Page MenuHomePhabricator

Move all o11y services to discovery.wmnet
Closed, ResolvedPublic

Description

We have a few hostnames in hieradata/common/profile/trafficserver/backend.yaml that should be moved to discovery records for easier operations (e.g. reimage/flip/etc).

The ultimate goal is to simplify operations wrt the current status quo for each service.

Services:

  • Grafana
  • Logstash
  • Pyrra
  • Prometheus
  • Thanos

Since different services require different strategies, the following sections outline the trade offs and solutions on a per-service basis.

grafana

This is the trickiest of all I think, ideally I (Filippo) would like a single patch or command to flip the active/standby grafana host. Note that whatever points to grafana.w.o should be also reflected in profile::grafana::active_host (and profile::grafana::standby_host) for the "singleton" units (such as syncing ldap users) to follow.

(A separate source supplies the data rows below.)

PR #551, opened 2024-01-31
validate config & reload nginx

aphralG:
### Proposed changes

1. Add ConfigInterface to mock 
2. Add Config Writer
   - Write Config & Cache 
   - Reads Cache
   - Set DataplaneConfig (NginxConfig in this case)
3. Add NginxConfig 
   - Reload Nginx 
   - Validate Config 
4. Change process.go to set the exePath in nginxInfo for use in Reload() 
5. Unit Tests for the above changes

### Checklist


api/grpc/instances/instances.proto
```diff
@@ -24,6 +24,7 @@ message Meta {
 }
 message NginxMeta {
     string config_path = 3;
```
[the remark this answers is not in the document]
olli-holmala: Should indexing start from 0?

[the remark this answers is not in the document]
dhurley: in proto I think it starts at 1 if i remember corectly

internal/datasource/config/config_writer.go
```diff
@@ -0,0 +1,195 @@
...
+	"github.com/nginx/agent/v3/internal/service/config"
+
+	"github.com/google/uuid"
+	"github.com/nginx/agent/v3/api/grpc/instances"
+	"github.com/nginx/agent/v3/internal/client"
+)
+
+//go:generate go run github.com/maxbrunsfeld/counterfeiter/v6@v6.7.0 -generate
+//counterfeiter:generate . ConfigWriterInterface
+type ConfigWriterInterface interface {
```
olli-holmala, line 28: nit: this could go in with all the other `type`s.

internal/datasource/config/config_writer.go
```diff
@@ -0,0 +1,195 @@
...
+		currentFileCache   FileCache
+		cachePath          string
+		dataplaneConfig    config.DataplaneConfig
+	}
+
+	// map of files with filepath as key
+	FileCache = map[string]*instances.File
+)
+
+func NewConfigWriter(configWriterParameters *ConfigWriterParameters, instanceId string) *ConfigWriter {
```
olli-holmala, line 60:
```suggestion
func NewConfigWriter(configWriterParameters *ConfigWriterParameters, instanceID string) *ConfigWriter {
```

internal/datasource/config/config_writer.go
```diff
@@ -0,0 +1,195 @@
...
+	if configWriterParameters.cachePath == "" {
```
olli-holmala, line 61: I think it might be a good idea to add a `nil` check for `configWriterParameters`, as otherwise this is can be a `nil` pointer dereference.

api/grpc/instances/instances.proto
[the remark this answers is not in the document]
aphralG: ya it starts at 1 I believe

olli-holmala (approved):

dhurley (approved):

internal/datasource/config/config_writer.go
oliveromahony: should we default the values in the configWriterParameters so it is never nil and the you can remove the cachePath default value from here? Whichever one is better (this or whatever I suggested)

internal/service/config/nginx.go
```diff
@@ -191,3 +230,7 @@ func traverse(root *crossplane.Directive, callback crossplaneTraverseCallback, s
 	}
 	return nil
 }
+
+func getPermissions(fileMode os.FileMode) string {
+	return fmt.Sprintf("%#o", fileMode.Perm())
```
oliveromahony, line 235: not sure if this is the best place for this function

aphralG: Ya, I meant to ask about that. Donal had added it to `files.go` which I had deleted in my branch. I just put it there temporarily as it was only being used there. Forgot to ask where to put it, I can add files.go back in ?

aphralG: Added file_helpers.go which has GetPermissions()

A pontential solution could look like T357384

logstash [done]

This ties in with moving the read path for logs, moving to a confctl controlled discovery.wmnet record would make flipping datacenters for logstash to be quicker and in line with other services too. What do you think @colewhite? - SGTM!

prometheus [done]

We need to point to individual hosts because we're using mod_auth_cas. When we move to oauth2-proxy for SSO authentication then we can replace those with prometheus.svc.SITE.wmnet. This is basically T326657

pyrra (includes slo/slos) [done]
  • point to thanos-web.discovery.wmnet

Event Timeline

Change #1024808 had a related patch set uploaded (by Andrea Denisse; author: Andrea Denisse):

[operations/puppet@production] trafficserver: Add discovery entries for grafana and grafana-next

https://gerrit.wikimedia.org/r/1024808

Change #1024806 had a related patch set uploaded (by Andrea Denisse; author: Andrea Denisse):

[operations/dns@master] wmnet: Add discovery entries for grafana and grafana-next

https://gerrit.wikimedia.org/r/1024806

Change #1025445 had a related patch set uploaded (by Andrea Denisse; author: Andrea Denisse):

[operations/puppet@production] trafficserver: Add discovery entries for prometheus hosts

https://gerrit.wikimedia.org/r/1025445

Change #1025447 had a related patch set uploaded (by Andrea Denisse; author: Andrea Denisse):

[operations/dns@master] wmnet: Add discovery entries for the Prometheus hosts

https://gerrit.wikimedia.org/r/1025447

andrea.denisse changed the task status from Open to In Progress.Apr 30 2024, 4:37 PM

Change #1024806 merged by Andrea Denisse:

[operations/dns@master] wmnet: Add discovery entries for grafana and grafana-next

https://gerrit.wikimedia.org/r/1024806

Change #1024808 merged by Andrea Denisse:

[operations/puppet@production] trafficserver: Add discovery entries for grafana and grafana-next

https://gerrit.wikimedia.org/r/1024808

andrea.denisse changed the task status from In Progress to Open.May 15 2024, 7:50 PM

Changing the status to open as I'm currently working on T359255.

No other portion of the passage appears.